Bu yüzden reklamcıların ‘’  Ölmeden önce gezip görmeniz gereken 10 harika yer ’’ ve ‘’ ölmeden önce tatmanız gereken 5 müthiş yemek  ‘’  gibi kampanyalı, promosyonlu propagandalarına ben çok gülüyorum. Güya, akılları sıra onlarda psikolojik harp yapıyorlar. Ama onların ki hiç olmazsa ekmek dalgası, geçim derdi falan.
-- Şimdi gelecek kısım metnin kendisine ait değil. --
PR #5035, opened 2024-07-08
EES-5213 change form validation mode and fix publication form issues

amyb-hiveit:
Following feedback in the DAC report about validation on the publication form in the table tool this PR makes the following changes to all forms:
- changes validation to be triggered when the form is submitted instead of `onBlur` (when a form field loses focus). This complies better with the GDS guidance as well as the DAC feedback.
- once a form has been submitted revalidation happens `onChange` so users get instant feedback that they've resolved the problem.
- set `noValidate` on forms by default so that the build in html form validation isn't triggered as this can cause accessibility issues.

There are some exceptions to this where we have very complex validation for the chart builder that would require a lot of reworking to get to work with only validating on submit, here I've set the form to validate `onBlur` (`ChartDataGroupingForm` and `ChartLegendConfiguration`) or set it on some individual fields (`ChartReferenceLinesConfiguration`)

I've updated all the tests which were checking for error messages appearing `onBlur`, while I was there I've changed these to use the new `user` from the common `render` instead of `userEvent`, so it's a bit noisey, sorry.

Also:
- fixed a validation problem on the publication form where you could end up with the error 'themeId cannot be null'
- fixed the `redirects_www` robot test now the data catalogue page has switched over

### DIFF
--- a/src/explore-education-statistics-admin/src/pages/users/__tests__/UserInvitePage.test.tsx
+++ b/src/explore-education-statistics-admin/src/pages/users/__tests__/UserInvitePage.test.tsx
@@ -13,7 +13,6 @@ import { screen, waitFor, within } from '@testing-library/react';
 import React from 'react';
 import { MemoryRouter, Route } from 'react-router';
 import { administrationUserInviteRoute } from '@admin/routes/administrationRoutes';
-import userEvent from '@testing-library/user-event';
 
 jest.mock('@admin/services/publicationService');
 jest.mock('@admin/services/userService');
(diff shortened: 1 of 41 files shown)


src/explore-education-statistics-admin/src/pages/users/__tests__/UserInvitePage.test.tsx
```diff
@@ -447,9 +476,5 @@ describe('UserInvitePage', () => {
         </TestConfigContextProvider>
       </MemoryRouter>,
     );
-
-    expect(
-      await screen.findByText('Manage access to this service'),
-    ).toBeInTheDocument();
```
mmyoungman, line 453: You get stung by missing that this was here in one of the render methods doing this?

I agree with moving it out - even if it's more lines I wouldn't expect the render method to be doing something like this.

mmyoungman (approved):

Kısacası ölmeden önce, öldükten sonra laflarını artık ağzımıza almayalım. Çünkü bazı melekler bu Araf ortamında bize çok sinirleniyor, bazıları da sinirinden kahkahalarla gülüyorlar. Öncesi, sonrası yok artık. Ötesi, berisi yok. Öldük ve sorgulanıyoruz. Eğer hala yaşıyor olsaydık, bunca kepazeliği ; televizyon dizileri, tiyatro oyunu, sinema filmleri ,açık hava yarışmaları seyreder gibi sırıtarak veya  ‘’ Vay anasını sayın seyirciler!  ‘’ diyerek seyretmezdik. Etimize, budumuza göre, en azından gözyaşlarımızla falan minik de olsa bir tepki gösterirdik ve etli, sinirli, kemikli varlıklar olduğumuzu kendimize olsun kanıtlardık.

İlginç! Demek Araf’ta da böyle, benim gibi  program gereği katipler, yazıcılar oluyormuş. İyi…iyi…

Ey Yüce Yaratan! Biz kimiz! Altı bin tane zeytin ağacını bir gecede kesenlere; filleri, yunusları, köpekleri, atları, fokları dayakla ve açlıkla terbiye dip onlara hokkabazlık yaptıranlara; bir adam bir kadına bıçağını otuz defa saplarken yanından bu cinayete seyirci kalıp ve  çekip giden yüzlerce kişiye; can çekişen küçücük liseli, üniversiteli genci  demirle, sopayla, tekmeyle döverek öldüren beş on kişiye; din ve mezhep gerekçesiyle  onlarca insana diz çöktürüp kafalarını bıçakla kopartanlara;  8-15 yaşındaki küçük kızlara tecavüz edenlere;  bu kadar hırsızlığa, bu kadar işsizliğe, bu kadar teröriste, bu kadar gangstere, bu kadar uyuşturucu şebekesine yuh bile diyemeyen biz kimiz? Biz şu anda canlı, etli, kemikli, sinirli bedenlerimiz içinde yaşıyor muyuz? Öldük mü? Yaşıyorsak eğer, ruhlarımız, vicdanlarımız, akıllarımız, zekalarımız nerede? Yok eğer bizler tahmin ettiğim gibi öldüysek, bu alem Araf’ mıdır? Yoksa cehennem midir?